The book is titled God's Profits: Faith, Fraud, and the Republican Crusade for Values Voters .
The progressive news site Buzzflash, has an interview with Sarah about the themes of her book. |
Here is an excerpt:
BuzzFlash: Okay. The Republican Party is kind of growing disunited and has kind of fallen into three factions -- the neocons, the corporatists and the religious right wing. The religious right wing has been backing Huckabee. Where do you see this movement going politically? What happened with Huckabee was the wing that actually controls the Republican Party, the careerists of the Republican Party, so to speak, got all upset and basically said, you people, you took it seriously? Like you're going to get power? No, no, no. You're just there to vote for us. Forget about Huckabee. He's got too many crazy ideas. You just sit back there and vote for us. So what's going to happen now that the Evangelical movement is sort of being pushed back by the establishment types in the Republican Party, the neocons and the corporatists?
Sarah Posner: I don't think they're being pushed back. I think there are several things that are simultaneously going on. Many of the power brokers within the Christian right have resisted endorsing any of the candidates. That has, in part, led to a splintering of the grassroots vote. Huckabee is getting a lot of that, but Romney was getting a piece of it, and even McCain is getting a piece of it. So it's not like the entire grassroots of the Christian right has gone for Huckabee.
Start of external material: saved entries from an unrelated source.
PR #1894, opened 2022-11-14
update kube_node_status_{capacity/allocatable} doc to clarify difference

### LINKED ISSUE #1859: Improve kube_node_status_{allocatable,capacity} description in the doc
I'd like someone to explain the difference between _kube_node_status_allocatable_ and _kube_node_status_capacity_ metrics.

**Why is this needed**:
The names are confusing. Existing description doesn't give any clue why those return the same values in most cases.

I'd add a few words and links. For example, for allocatable I'd attach this one https://kubernetes.io/docs/tasks/administer-cluster/reserve-compute-resources/
For capacity I'd put a few more words telling those metrics describe how much resources a node has in general.

**Additional context**

exitflynn:
**What this PR does / why we need it**: The current description for `kube_node_status_capacity` and `kube_node_status_allocatable` uses the terms capacity and allocatable. What differentiates them is not clear from the description and is a cause of confusion to those who haven't encountered these terms before and are unaware of their definition in this context.

**How does this change affect the cardinality of KSM**: does not change cardinality

**Which issue(s) this PR fixes** :
Fixes #1859


dgrisonnet:
Thank you for the contribution @exitflynn! :slightly_smiling_face: 

/lgtm
/approve

PR #1909, opened 2022-11-25
endpoint: Rename createEndpointsListWatch() to createEndpointListWatch()

mrueg:
Small change for consistency.

All other ListWatch functions use the singular for the resource they watch in their function name.


mrueg:
Ah nvm, this makes sense because the resource is v1.Endpoints{}

PR #1910, opened 2022-11-25
Add Metrics for EndpointSlices

mrueg:
Implements https://pkg.go.dev/k8s.io/api/discovery/v1#EndpointSlice
Metrics from endpointslices can be used to identify if specific pods are part of an endpoint and thus discoverable through a service.

```
kube_endpointslice_info{endpointslice="my-app-75zcw",addresstype="IPv4"} 1
kube_endpointslice_created{endpointslice="my-app-75zcw"} 1.605287362e+09
kube_endpointslice_endpoints{endpointslice="my-app-75zcw",ready="true",serving="true",terminating="false",targetref_kind="Pod",targetref_name="my-app-73967648-75dgx",targetref_namespace="my-namespace",endpoint_nodename="my-node",endpoint_zone="west",address="192.168.1.1"} 1
kube_endpointslice_ports{endpointslice="my-app-75zcw",port_name="http",port_protocol="TCP",port_number="8080"} 1
```

This resource type is disabled by default as they are very verbose and have a high cardinality.

### DIFF
--- a/internal/store/endpointslice.go
+++ b/internal/store/endpointslice.go
@@ -1,0 +1,234 @@
+/*
+Copyright 2022 The Kubernetes Authors All rights reserved.
+Licensed under the Apache License, Version 2.0 (the "License");
+you may not use this file except in compliance with the License.
+You may obtain a copy of the License at
+    http://www.apache.org/licenses/LICENSE-2.0
+Unless required by applicable law or agreed to in writing, software
+distributed under the License is distributed on an "AS IS" BASIS,
+WITHOUT WARRANTIES OR CONDITIONS OF ANY KIND, either express or implied.
+See the License for the specific language governing permissions and
+limitations under the License.
+*/
+
+package store
+
+import (
+	"context"
+	"strconv"
+
+	basemetrics "k8s.io/component-base/metrics"
+
+	"k8s.io/kube-state-metrics/v2/pkg/metric"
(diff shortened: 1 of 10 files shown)


fpetkovski (approved):
/lgtm
/hold

internal/store/endpointslice.go
```diff
@@ -0,0 +1,234 @@
...
+						Value: float64(s.CreationTimestamp.Unix()),
+					})
+				}
+				return &metric.Family{
+					Metrics: ms,
+				}
+			}),
+		),
+		*generator.NewFamilyGeneratorWithStability(
+			"kube_endpointslice_endpoints",
```
dgrisonnet, line 78: I think we are plumbing too maybe information inside of this metric. What would you think about moving the conditions, targetref and addresses into their own metrics? There are some precedence to that kind of split with statuses metrics and `kube_endpoint_address`.

mrueg: I decided to combine everything in it that is in https://pkg.go.dev/k8s.io/api/discovery/v1#Endpoint (which is used in 
https://pkg.go.dev/k8s.io/api/discovery/v1#EndpointSlice). This would make it easier for users to query it instead of combining two or more metrics. Do you see any downsides?

logicalhan (commented):
/lgtm

PR #1916, opened 2022-11-29
Add metrics for config file changes

### LINKED ISSUE #1893: Add support for meta-metrics
**What would you like to be added**: Add meta-metrics that hint towards the (hot-)reload status of KSM.

**Why is this needed**: This could be a initial effort towards a more dedicated way to introduce helpful meta-metrics for monitoring KSM itself (https://github.com/kubernetes/kube-state-metrics/pull/1827#issuecomment-1311703079, as Alertmanager does).

mrueg:
Provides metrics for config file updates when viper picks up a new config.

This uses code pieces from prometheus/alertmanager in https://github.com/prometheus/alertmanager/blob/main/config/coordinator.go#LL56C26-L56C26 licensed under Apache-2.0.

kube_state_metrics_config_hash 4.0061079457904e+13 kube_state_metrics_config_last_reload_success_timestamp_seconds 1.6697483049487052e+09 kube_state_metrics_config_last_reload_successful 1

Adds three metric series to the ksm exporter, not the kubernetes exporter. 

Fixes #1893

### DIFF
--- a/pkg/app/server.go
+++ b/pkg/app/server.go
@@ -18,6 +18,8 @@ package app
 
 import (
 	"context"
+	"crypto/md5" //nolint:gosec
+	"encoding/binary"
 	"fmt"
 	"net"
 	"net/http"
@@ -99,16 +101,32 @@ func RunKubeStateMetrics(ctx context.Context, opts *options.Options, factories .
 			ConstLabels: prometheus.Labels{"handler": "metrics"},
 		}, []string{"method"},
 	)
+	configHash := promauto.With(ksmMetricsRegistry).NewGaugeVec(
+		prometheus.GaugeOpts{
+			Name: "kube_state_metrics_config_hash",
+			Help: "Hash of the currently loaded configuration.",
+		}, []string{"type", "filename"})
+	configSuccess := promauto.With(ksmMetricsRegistry).NewGaugeVec(
+		prometheus.GaugeOpts{
+			Name: "kube_state_metrics_last_config_reload_successful",
+			Help: "Whether the last configuration reload attempt was successful.",
+		}, []string{"type", "filename"})
+	configSuccessTime := promauto.With(ksmMetricsRegistry).NewGaugeVec(
+		prometheus.GaugeOpts{
+			Name: "kube_state_metrics_last_config_reload_success_timestamp_seconds",
+			Help: "Timestamp of the last successful configuration reload.",
+		}, []string{"type", "filename"})
+
 	storeBuilder.WithMetrics(ksmMetricsRegistry)
 
-	got := options.GetOptsConfigFile(*opts)
+	got := options.GetConfigFile(*opts)
 	if got != "" {
-		optsConfigFile, err := os.ReadFile(filepath.Clean(got))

A lot of the religious right leadership is concerned about Huckabee for the same reasons that worried the Club for Growth group -- his not toeing the line on tax cuts and small government, for instance, or Rush Limbaugh thinking he's soft on immigration. The leadership of the Christian right is looking for not just a candidate who could be a pastor in chief, which is basically what Huckabee could be, but is also looking for one that embodies the rest of the pieces of the Republican base. That is why Huckabee hasn't really gotten the groundswell of support after Iowa. It's not because the Christian right has fewer voters or has any less political sway in the Republican Party. Ultimately, whoever becomes the nominee, just from an accounting standpoint, will need those votes in November to make a go of it. Which is why there's been a lot of speculation that if McCain got the nomination, he might pick Huckabee as his running mate.